Frozen ready-to-eat and shelf-stable ready-to-eat food
Ready-to-eat food market is further segmented into frozen ready-to-eat food products and shelf-stable ready-to-eat food products. Online grocery websites such as BigBasket and Grofers are also providing huge discounts on private label ready-to-eat products through the online delivery. Online grocery delivery service platform such as Grofers reported sales increase of 170 per cent in the ready-to-eat product category, where the increase of 31 per cent in the ready-to-eat meals and mixes category and 41 per cent in the frozen food category items in first few months of this year. Products such as Pasta and Maggie have shown 5-fold jump in sales.

In addition, there is an increasing trend of regional ready-to-eat products such as Gujarati and South Indian delicacies. Also, websites such as Spencer’s are also providing imported ready-to-eat food products, which are attracting a section of consumers. Furthermore, a rising number of consumers who are health-conscious are looking for healthy ready-to-eat food products such as gluten-free biscuits and cookies.
 
Rising demand for ready-to-eat food products is creating growth opportunities, which is encouraging more and more manufacturers to foray in this market.  In addition, latest innovations in terms of packaging, multiple serving options in ready-to-eat food products, consumer dedicated marketing and promotion techniques, are expected to further propel the growth of ready-to-eat products market in India over the next five years.  The food processing industry is expected to reach US$25 billion market in India by the end of 2020 and accounts for around 32 per cent of the country’s overall food market.

As per Assocham (Associated Chamber of Commerce and Industry of India) survey, about 79 per cent people in Indian households prefer ready-to-eat or instant products, majorly due to the time constraint.

It is also found that about 76 per cent parents from the metro cities, especially both working, are serving ready-to-eat meals to children around 10 to 12 times per month.  The major companies operating in India in ready-to-eat food products market includes McCain Foods India Private Limited, MTR Foods Private Limited, ITC Limited, Darshan Foods Private Limited, Haldiram Snacks Private Limited, ITC Limited, Bikanervala Foods Private Limited, Godrej Tyson Foods Limited, Vadilal Industries Limited and Venky's India Private Limited. Most of these leading players are increasing their focus on new varieties of ready-to-eat products. Earlier, the ready-to-eat products were limited to chips, snacks and so on, however now, the companies are widening their scope as increasing demand is being witnessed for a wide range of product categories.  

With all the favorable factors, there are certain prevailing challenges as well. One of the major challenges in the country’s ready-to-eat food market is packaging of the product. It is one of the major concerns of food manufacturers as they want to ensure that product looks the same as it appears in adverts.
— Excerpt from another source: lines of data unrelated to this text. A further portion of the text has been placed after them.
Issue #277, opened 2019-05-09
After / delay with verify


Ufosek:
Hello,

Is there an option in Cuckoo to use `after` or other `delay` option with matcher? Something similar to: [VerificationAfterDelay](https://static.javadoc.io/org.mockito/mockito-core/2.6.5/org/mockito/verification/VerificationAfterDelay.html)

For now I combined it with `expectations` but I am not sure whether it's the best way.

```
func test() {
    let exp = expectation(description: "testShow")
    exp.expectedFulfillmentCount = 1

    delay(1.0) { // async after
        verify(view).show()
        exp.fulfill() // always fulfill
    }

    wait(for: [exp], timeout: 2.0)
}
```

USE CASE:
I wanted to test whether some methods were invoked in `Presenter` which used `Timer`. I could of course mock this `Timer` as it is usually done with API requests but for such simple scenario I think delay in verify would be better.

Regards

MatyasKriz:
Hey there, at the moment Cuckoo does not support these async matchers.

It's something that I can imagine is used often, as others have already asked. However, at the moment our greatest priority is generics support.

Though you can implement this functionality if you're up for it and submit a PR. It will probably need to be a part of Cuckoo sooner or later.

sk409:
@MatyasKriz 
I submitted a PR(#434).
This PR is a prototype, so I haven't written any comments, tests, etc.
If this PR is acceptable, I will write comments, tests and explanation to README.md.
If there are any improvements, please point them out.

andreasziegl:
@sk409  @MatyasKriz  any news on this topic? :)

MatyasKriz:
Yeah, some time ago I reviewed the PR but didn't publish the comments. When I got to the PR again, I was unsure if the comments were valid, so I'll have to do another review round.

PR #434, opened 2022-09-03
Introduce timeout and after to support delayed verification.

sk409:
I introduced these two global functions to support delayed verification discussed in this issue(#277).

```swift
// timeout waits until CallMatcher::matches returns true and exits on success.
public func timeout(_ timeoutDuration: TimeInterval, waitingDuration: TimeInterval = 0.01) -> ContinuationWithTimeout
```

```swift
// after waits until delayDuration elapsed and exits when CallMatcher::matches never return true.
public func after(_ delayDuration: TimeInterval, waitingDuration: TimeInterval = 0.01) -> ContinueationAfterDelay
```

`ContinuationWithTimeout` and `ContinueationAfterDelay` conform to `Continuation` protocol.

`Continuation` determines whether CallMatcher::matches should be called again, waits, etc.

like this:

```swift
// MockManager
public func verify<IN, OUT>(_ method: String, callMatcher: CallMatcher, parameterMatchers: [ParameterMatcher<IN>], continuation: Continuation, sourceLocation: SourceLocation) -> __DoNotUse<IN, OUT> {
        ...
        while continuation.check() {
            calls = []
            indexesToRemove = []
            for (i, stubCall) in stubCalls.enumerated() {
                if let stubCall = stubCall as? ConcreteStubCall<IN> , (parameterMatchers.reduce(stubCall.method == method) { $0 && $1.matches(stubCall.parameters) }) {
                    calls.append(stubCall)
                    indexesToRemove.append(i)
                }
            }
            matches = callMatcher.matches(calls)
            if !matches && !callMatcher.canRecoverFromFailure(calls) {
                break
            }
            if matches && continuation.exitOnSuccess {
                break
            }
            continuation.wait()
        }
        ...
        return __DoNotUse()
    }
```

Users can simply write test of fire-and-forget asynchronous function and asynchronous function with completion closure that does not require argument verification.

```swift
stub(mockTestClass) { stub in
    when(stub.f()).thenDoNothing()
}
// someMethod is expected to call f three times within three seconds.
mockTestClass.someMethod()
verify(mockTestClass, timeout(3).times(3)).f()
```

But I think that if users want to verify completion closure argument, They should use expectation.

```swift
stub(mockTestClass) { stub in
    when(stub.f()).thenDoNothing()
}
let expectation = XCTestExpectation(description: #function)
mockTestClass.someMethod() { i in
    XCTAssertEqual(i, 1)
    expectation.fulfill()
}
wait(for: [expectation], timeout: 3)
verify(mockTestClass, times(3)).f()
```

If users write below code, XCTAssertEqual may no be called.

```swift
stub(mockTestClass) { stub in
    when(stub.f()).thenDoNothing()
}
mockTestClass.someMethod() { i in
    XCTAssertEqual(i, 1)
}
verify(mockTestClass, timeout(3).times(3)).f()
```

This PR is a prototype.
If this PR is acceptable, I will write comments, tests and explanation to README.md.

If there are any improvements, please point them out.

### DIFF
--- a/Source/Matching/CallMatcher.swift
+++ b/Source/Matching/CallMatcher.swift
@@ -11,33 +11,44 @@ public struct CallMatcher {
     public let name: String
     
     private let matchesFunction: ([StubCall]) -> Bool
+    private let canRecoverFromFailureFunction: ([StubCall]) -> Bool
     
-    public init(name: String, matchesFunction: @escaping ([StubCall]) -> Bool) {
+    public init(name: String, matchesFunction: @escaping ([StubCall]) -> Bool, canRecoverFromFailureFunction: @escaping ([StubCall]) -> Bool) {
         self.name = name
         self.matchesFunction = matchesFunction
+        self.canRecoverFromFailureFunction = canRecoverFromFailureFunction
     }
-    
-    public init(name: String, numberOfExpectedCalls: Int, compareCallsFunction: @escaping (_ expected: Int, _ actual: Int) -> Bool) {
-        self.init(name: name) {
-            return compareCallsFunction(numberOfExpectedCalls, $0.count)
+
+    public init(
+        name: String,
+        numberOfExpectedCalls: Int,
+        compareCallsFunction: @escaping (_ expected: Int, _ actual: Int) -> Bool,
+        canRecoverFromFailureFunction: @escaping (_ expected: Int, _ actual: Int) -> Bool
+    ) {
+        self.init(name: name, matchesFunction: { compareCallsFunction(numberOfExpectedCalls, $0.count) }) {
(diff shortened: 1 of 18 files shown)


Source/Matching/CallMatcher.swift
```diff
@@ -11,33 +11,44 @@ public struct CallMatcher {
     public let name: String
     
     private let matchesFunction: ([StubCall]) -> Bool
+    private let canRecoverFromFailureFunction: ([StubCall]) -> Bool
```
MatyasKriz, line 14: Why is this necessary?

MatyasKriz:
I like the API this provides, but I need some more context on the implementation before we go ahead with it.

Manufacturers also need to ensure that there is no compromise with freshness of the products, plus even if the product is preserved, it does not lose its natural qualities.
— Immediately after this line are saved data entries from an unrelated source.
PR #435, opened 2022-09-04
Support NSObjectProtocol inheritance for protocol.

### LINKED ISSUE #425: Support NSObjectProtocol inheritance for protocol
When having a protocol define inheritance from `NSObjectProtocol` like this:

```swift
protocol TestProtocol: NSObjectProtocol { … }
```

Cuckoo generates:
```swift
class MockTestProtocol: TestProtocol, Cuckoo.ProtocolMock { … }
```

which produces the error:
> cannot declare conformance to 'NSObjectProtocol' in Swift; 'MockTestProtocol' should inherit 'NSObject' instead

So instead, whenever we try to generate a Mock from a protocol that inherits from NSObjectProtocol, a fix would be to let it inherit from `NSObject`:

```swift
class MockTestProtocol: NSObject, TestProtocol, Cuckoo.ProtocolMock { … }
```

Motivation: When interfacing with Obj-C code there are a lot of NSObjects involved. So this would be super handy to have.

Has someone a hint how this could be implemented? I'm could open a PR but as the generator code base is quite complex, I would need some hints if this is easily doable and potentially where modifications are needed.

sk409:
I introduced support for NSObjectProtocol inheritance to fix #425.

If protocol inherits from NSObjectProtocol, Generated Mocks inherits from NSObject.

I used the logic suggested by @MatyasKriz with a slight modification to support Protocol Composition. 
```swift
// To support Protocol Composition like NSObject & SomeProtocol, I used following logic.
// Please see test protocol that I added.
let collapsedInheritedTypesName = protocolDeclaration.inheritedTypes.map({ $0.name.components(separatedBy: "&") }).joined().map({ $0.trimmingCharacters(in: .whitespaces) })
if collapsedInheritedTypesName.contains(where: { $0 == "NSObjectProtocol" }) {
    return true
}
```

Thanks.

### DIFF
--- a/Generator/Source/cuckoo_generator/GenerateMocksCommand.swift
+++ b/Generator/Source/cuckoo_generator/GenerateMocksCommand.swift
@@ -38,7 +38,7 @@ public struct GenerateMocksCommand: CommandProtocol {
         }
         let inputFiles = inputPathValues.map { File(path: $0) }.compactMap { $0 }
         let tokens = inputFiles.map { Tokenizer(sourceFile: $0, debugMode: options.debugMode).tokenize() }
-        let tokensWithInheritance = options.noInheritance ? tokens : mergeInheritance(tokens)
+        let tokensWithInheritance = options.noInheritance ? tokens : inheritNSObject(mergeInheritance(tokens))
 
         // filter classes/protocols based on the settings passed to the generator
         var typeFilters = [] as [(Token) -> Bool]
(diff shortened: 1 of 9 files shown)


Generator/Source/cuckoo_generator/GenerateMocksCommand.swift
```diff
@@ -86,6 +86,39 @@ public struct GenerateMocksCommand: CommandProtocol {
         return filesRepresentation.compactMap { $0.mergeInheritance(with: filesRepresentation) }
     }
 
+    private func inheritNSObject(_ filesRepresentation: [FileRepresentation]) -> [FileRepresentation] {
+        func containsRecursively(name: String) -> Bool {
+            if let protocolDeclaration = protocolDeclarationDictionary[name] {
+                let collapsedInheritedTypesName = protocolDeclaration.inheritedTypes.map({ $0.name.components(separatedBy: "&") }).joined().map({ $0.trimmingCharacters(in: .whitespaces) })
```
MatyasKriz, line 92: Please break these method calls to their own lines, this line is way too long to be easy to read.

MatyasKriz:
Thanks for the PR, @sk409. 🙂 I don't really like the new extension methods, as I think this violates the SRP, but if I understand it correctly, you went by the `mergeInheritances` example. It's not that big of a deal and can be refactored later.

I'll merge this as soon as the single nitpick is fixed.

Generator/Source/cuckoo_generator/GenerateMocksCommand.swift
sk409: I breaked these method calls to their own lines.

sk409:
@MatyasKriz 
Thank you for your review.
I agree with you about SRP.
As you said, I implemented `inheritNSObject` with reference to `mergeInheritance`.
I will not use extension methods next time.

MatyasKriz:
Hey, @sk409! I've merged the PR, sorry for the wait. 🙂 Though this is new functionality and I don't feel like it justifies a minor release on its own, so I'll wait a little longer on that.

In addition, due to high prices of few ready-to-eat products, consumers tend to avoid them due to small servings, especially in case of big families in India. In addition, in the rural areas, ready-to-eat food products still do not constitute a large market except for few already popular products such as Maggie and namkeens. A large section of people also does not prefer to buy packaged food products due to health concerns. Also, there is an increasing number of private and local players, which directly trade their products with local grocery stores, thereby providing a competition to the organised ready-to-eat food market players. Nevertheless, with increasing urbanisation, growing working class population, changing consumer taste, and leading players offering a wide range of products, India ready-to-eat food market is anticipated to grow at a robust pace in the coming years.